▶ _Required work_:
Exact reproduction required: the lines below from the line with "PR #180, opened 2022-04-08" to the line with "- After a table", both ends included, and no others.

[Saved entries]
*** Begin section ***

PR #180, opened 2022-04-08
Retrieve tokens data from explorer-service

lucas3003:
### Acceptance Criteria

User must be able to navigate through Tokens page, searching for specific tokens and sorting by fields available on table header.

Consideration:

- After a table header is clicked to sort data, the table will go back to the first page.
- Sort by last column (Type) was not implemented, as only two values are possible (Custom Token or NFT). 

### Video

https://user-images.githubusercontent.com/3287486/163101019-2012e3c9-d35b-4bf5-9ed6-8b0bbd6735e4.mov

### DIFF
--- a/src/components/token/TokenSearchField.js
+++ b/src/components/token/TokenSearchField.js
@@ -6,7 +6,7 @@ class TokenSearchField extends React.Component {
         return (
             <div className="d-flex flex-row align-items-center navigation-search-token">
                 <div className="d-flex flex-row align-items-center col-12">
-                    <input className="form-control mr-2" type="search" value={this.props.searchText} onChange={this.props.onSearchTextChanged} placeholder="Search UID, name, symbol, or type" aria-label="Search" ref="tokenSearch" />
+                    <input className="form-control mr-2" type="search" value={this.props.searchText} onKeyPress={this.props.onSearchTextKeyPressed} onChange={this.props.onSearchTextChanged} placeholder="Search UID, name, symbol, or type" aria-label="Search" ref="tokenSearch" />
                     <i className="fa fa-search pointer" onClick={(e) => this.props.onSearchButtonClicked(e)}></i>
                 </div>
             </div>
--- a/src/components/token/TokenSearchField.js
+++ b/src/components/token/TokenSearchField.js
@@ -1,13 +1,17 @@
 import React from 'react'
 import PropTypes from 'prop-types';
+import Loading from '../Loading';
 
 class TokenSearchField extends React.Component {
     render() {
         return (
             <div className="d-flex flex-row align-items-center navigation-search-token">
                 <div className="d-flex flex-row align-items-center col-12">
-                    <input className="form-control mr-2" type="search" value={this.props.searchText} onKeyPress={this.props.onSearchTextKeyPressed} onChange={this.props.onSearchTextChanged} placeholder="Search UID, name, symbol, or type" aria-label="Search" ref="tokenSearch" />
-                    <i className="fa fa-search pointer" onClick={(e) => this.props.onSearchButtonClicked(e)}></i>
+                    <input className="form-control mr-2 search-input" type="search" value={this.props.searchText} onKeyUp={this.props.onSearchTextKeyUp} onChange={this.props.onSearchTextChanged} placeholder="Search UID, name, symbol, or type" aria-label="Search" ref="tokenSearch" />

*** End section ***
*** Begin section ***

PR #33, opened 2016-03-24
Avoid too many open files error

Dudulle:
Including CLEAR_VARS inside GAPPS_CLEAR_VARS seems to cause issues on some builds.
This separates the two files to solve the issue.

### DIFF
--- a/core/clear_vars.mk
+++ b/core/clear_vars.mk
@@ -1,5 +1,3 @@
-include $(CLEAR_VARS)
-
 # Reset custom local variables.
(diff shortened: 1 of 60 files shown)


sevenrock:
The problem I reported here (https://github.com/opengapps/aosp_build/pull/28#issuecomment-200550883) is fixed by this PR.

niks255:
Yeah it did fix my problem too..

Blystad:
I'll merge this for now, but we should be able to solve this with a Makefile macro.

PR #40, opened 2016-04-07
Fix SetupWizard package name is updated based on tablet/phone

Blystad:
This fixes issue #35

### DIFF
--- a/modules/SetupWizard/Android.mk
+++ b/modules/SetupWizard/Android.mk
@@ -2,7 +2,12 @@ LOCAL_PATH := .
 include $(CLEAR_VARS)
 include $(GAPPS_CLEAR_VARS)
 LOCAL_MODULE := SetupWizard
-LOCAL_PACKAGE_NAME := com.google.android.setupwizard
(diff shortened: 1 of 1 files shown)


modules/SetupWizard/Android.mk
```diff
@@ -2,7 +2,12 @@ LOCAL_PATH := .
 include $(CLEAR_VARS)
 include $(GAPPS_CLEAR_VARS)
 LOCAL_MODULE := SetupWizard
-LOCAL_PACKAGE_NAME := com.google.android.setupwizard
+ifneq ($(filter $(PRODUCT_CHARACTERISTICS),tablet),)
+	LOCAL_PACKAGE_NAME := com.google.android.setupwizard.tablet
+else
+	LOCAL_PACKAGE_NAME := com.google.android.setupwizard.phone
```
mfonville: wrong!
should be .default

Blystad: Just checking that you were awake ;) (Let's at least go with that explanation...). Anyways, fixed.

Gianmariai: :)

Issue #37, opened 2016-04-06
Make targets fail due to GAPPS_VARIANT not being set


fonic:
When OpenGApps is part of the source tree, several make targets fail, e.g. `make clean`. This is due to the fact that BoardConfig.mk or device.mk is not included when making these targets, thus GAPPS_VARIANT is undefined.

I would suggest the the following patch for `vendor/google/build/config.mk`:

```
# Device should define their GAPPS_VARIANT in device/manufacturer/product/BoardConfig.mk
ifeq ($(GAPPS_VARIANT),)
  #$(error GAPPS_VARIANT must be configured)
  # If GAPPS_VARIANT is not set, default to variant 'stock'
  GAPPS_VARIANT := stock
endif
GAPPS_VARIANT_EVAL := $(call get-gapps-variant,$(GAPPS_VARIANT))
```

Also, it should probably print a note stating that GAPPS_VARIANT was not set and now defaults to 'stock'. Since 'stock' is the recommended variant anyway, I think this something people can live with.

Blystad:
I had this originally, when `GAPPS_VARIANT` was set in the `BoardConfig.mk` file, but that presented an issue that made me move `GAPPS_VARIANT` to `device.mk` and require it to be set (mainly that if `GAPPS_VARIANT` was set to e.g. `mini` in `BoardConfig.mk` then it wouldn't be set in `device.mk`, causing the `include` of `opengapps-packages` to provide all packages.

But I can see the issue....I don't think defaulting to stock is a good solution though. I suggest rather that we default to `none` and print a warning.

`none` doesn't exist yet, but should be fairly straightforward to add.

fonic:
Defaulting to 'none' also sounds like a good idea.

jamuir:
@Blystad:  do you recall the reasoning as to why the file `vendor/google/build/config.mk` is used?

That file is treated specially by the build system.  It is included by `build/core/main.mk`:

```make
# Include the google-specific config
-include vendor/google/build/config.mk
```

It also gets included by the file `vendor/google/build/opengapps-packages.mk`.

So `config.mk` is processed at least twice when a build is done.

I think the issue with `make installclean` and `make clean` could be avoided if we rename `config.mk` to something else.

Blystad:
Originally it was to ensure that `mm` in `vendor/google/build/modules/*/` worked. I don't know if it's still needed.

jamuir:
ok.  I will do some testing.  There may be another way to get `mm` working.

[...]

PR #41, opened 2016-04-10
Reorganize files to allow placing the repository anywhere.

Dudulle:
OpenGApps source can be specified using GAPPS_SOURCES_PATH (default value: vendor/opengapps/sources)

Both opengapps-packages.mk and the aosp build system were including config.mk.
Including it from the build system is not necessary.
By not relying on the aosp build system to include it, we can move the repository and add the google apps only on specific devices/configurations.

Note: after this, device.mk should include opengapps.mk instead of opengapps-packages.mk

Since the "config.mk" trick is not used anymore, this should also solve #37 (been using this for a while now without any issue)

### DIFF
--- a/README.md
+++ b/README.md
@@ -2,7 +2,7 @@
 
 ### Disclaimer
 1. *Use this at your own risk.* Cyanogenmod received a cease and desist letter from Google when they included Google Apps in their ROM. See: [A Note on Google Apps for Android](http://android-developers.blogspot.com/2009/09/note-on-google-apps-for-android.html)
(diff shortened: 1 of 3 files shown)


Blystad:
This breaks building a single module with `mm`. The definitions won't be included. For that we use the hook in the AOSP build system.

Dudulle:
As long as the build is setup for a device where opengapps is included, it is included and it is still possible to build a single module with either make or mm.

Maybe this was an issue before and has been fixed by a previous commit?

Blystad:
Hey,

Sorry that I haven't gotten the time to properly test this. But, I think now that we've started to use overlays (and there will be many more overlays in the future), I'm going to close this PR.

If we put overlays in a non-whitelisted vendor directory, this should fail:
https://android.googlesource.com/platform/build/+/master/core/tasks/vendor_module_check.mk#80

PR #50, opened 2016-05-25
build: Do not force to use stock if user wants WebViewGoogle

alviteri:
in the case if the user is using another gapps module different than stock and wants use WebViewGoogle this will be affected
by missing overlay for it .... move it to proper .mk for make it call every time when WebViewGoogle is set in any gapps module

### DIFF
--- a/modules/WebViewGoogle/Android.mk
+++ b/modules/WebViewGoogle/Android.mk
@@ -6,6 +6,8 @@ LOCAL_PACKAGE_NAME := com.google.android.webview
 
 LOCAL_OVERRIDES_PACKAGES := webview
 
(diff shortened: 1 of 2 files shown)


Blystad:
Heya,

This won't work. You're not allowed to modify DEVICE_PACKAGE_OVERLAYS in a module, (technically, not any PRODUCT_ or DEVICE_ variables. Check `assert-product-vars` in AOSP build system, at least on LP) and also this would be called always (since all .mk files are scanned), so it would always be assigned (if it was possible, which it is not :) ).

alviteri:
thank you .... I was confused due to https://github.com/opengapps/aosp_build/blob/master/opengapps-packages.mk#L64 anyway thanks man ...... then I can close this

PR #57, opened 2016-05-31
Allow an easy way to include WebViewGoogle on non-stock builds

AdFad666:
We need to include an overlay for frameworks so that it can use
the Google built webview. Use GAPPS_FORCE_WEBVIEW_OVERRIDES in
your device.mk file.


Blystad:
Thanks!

*** End section ***

▶ _Answer section_:
PR #180, opened 2022-04-08
Retrieve tokens data from explorer-service

lucas3003:
### Acceptance Criteria

User must be able to navigate through Tokens page, searching for specific tokens and sorting by fields available on table header.

Consideration:

- After a table header is clicked to sort data, the table will go back to the first page.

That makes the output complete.